Try it
Which lines below fall between the one containing "- [ ] Smoke tested" and the one containing "fixes: https://github.com/flyteorg/flyteconsole/issues/318"? Repeat them exactly, counting both of those lines, and add nothing else.

Provided data

====

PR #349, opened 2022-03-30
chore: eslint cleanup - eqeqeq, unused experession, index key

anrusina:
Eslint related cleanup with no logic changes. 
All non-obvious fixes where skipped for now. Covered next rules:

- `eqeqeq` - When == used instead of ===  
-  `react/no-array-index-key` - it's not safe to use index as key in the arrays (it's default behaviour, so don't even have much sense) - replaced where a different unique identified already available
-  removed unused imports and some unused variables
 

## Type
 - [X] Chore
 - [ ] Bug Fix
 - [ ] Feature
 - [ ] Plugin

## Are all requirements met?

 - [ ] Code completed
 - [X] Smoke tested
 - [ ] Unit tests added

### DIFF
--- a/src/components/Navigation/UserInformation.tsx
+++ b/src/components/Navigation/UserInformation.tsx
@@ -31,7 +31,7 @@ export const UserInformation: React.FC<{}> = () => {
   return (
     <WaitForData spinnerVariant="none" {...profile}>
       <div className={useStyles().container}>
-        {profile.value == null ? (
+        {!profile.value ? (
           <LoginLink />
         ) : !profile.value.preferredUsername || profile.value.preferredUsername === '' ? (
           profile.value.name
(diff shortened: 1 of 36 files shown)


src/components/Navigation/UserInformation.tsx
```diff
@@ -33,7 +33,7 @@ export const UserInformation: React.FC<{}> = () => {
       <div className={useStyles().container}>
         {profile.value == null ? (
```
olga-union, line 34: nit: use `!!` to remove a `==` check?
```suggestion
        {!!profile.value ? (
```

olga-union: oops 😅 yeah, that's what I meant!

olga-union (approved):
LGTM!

====

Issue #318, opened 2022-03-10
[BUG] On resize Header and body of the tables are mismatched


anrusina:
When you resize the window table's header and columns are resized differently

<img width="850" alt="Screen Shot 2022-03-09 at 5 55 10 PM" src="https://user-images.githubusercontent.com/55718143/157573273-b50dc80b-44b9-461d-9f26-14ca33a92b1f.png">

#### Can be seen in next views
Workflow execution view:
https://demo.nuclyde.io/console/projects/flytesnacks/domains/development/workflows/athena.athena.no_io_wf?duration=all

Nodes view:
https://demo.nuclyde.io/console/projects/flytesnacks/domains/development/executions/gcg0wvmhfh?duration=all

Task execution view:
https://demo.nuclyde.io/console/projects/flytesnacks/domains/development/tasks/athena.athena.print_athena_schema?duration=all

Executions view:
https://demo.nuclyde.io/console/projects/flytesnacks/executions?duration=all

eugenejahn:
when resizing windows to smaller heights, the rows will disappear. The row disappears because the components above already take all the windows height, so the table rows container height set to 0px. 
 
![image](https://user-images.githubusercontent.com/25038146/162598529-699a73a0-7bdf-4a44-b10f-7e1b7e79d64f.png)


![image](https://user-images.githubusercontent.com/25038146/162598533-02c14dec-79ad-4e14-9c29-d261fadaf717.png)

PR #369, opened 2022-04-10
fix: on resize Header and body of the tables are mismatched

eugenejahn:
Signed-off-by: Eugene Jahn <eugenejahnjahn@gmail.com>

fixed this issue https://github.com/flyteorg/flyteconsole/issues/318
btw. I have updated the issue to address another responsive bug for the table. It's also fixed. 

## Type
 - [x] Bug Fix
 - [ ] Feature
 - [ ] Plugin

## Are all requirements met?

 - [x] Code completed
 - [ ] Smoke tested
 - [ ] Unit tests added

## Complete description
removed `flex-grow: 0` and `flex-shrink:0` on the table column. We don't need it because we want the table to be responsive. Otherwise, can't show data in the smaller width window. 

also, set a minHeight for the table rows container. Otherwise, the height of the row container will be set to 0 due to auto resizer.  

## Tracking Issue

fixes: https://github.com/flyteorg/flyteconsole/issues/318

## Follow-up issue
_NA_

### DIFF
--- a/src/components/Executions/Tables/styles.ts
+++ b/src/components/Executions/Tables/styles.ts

====

Answer space
 - [ ] Smoke tested
 - [ ] Unit tests added

## Complete description
removed `flex-grow: 0` and `flex-shrink:0` on the table column. We don't need it because we want the table to be responsive. Otherwise, can't show data in the smaller width window. 

also, set a minHeight for the table rows container. Otherwise, the height of the row container will be set to 0 due to auto resizer.  

## Tracking Issue

fixes: https://github.com/flyteorg/flyteconsole/issues/318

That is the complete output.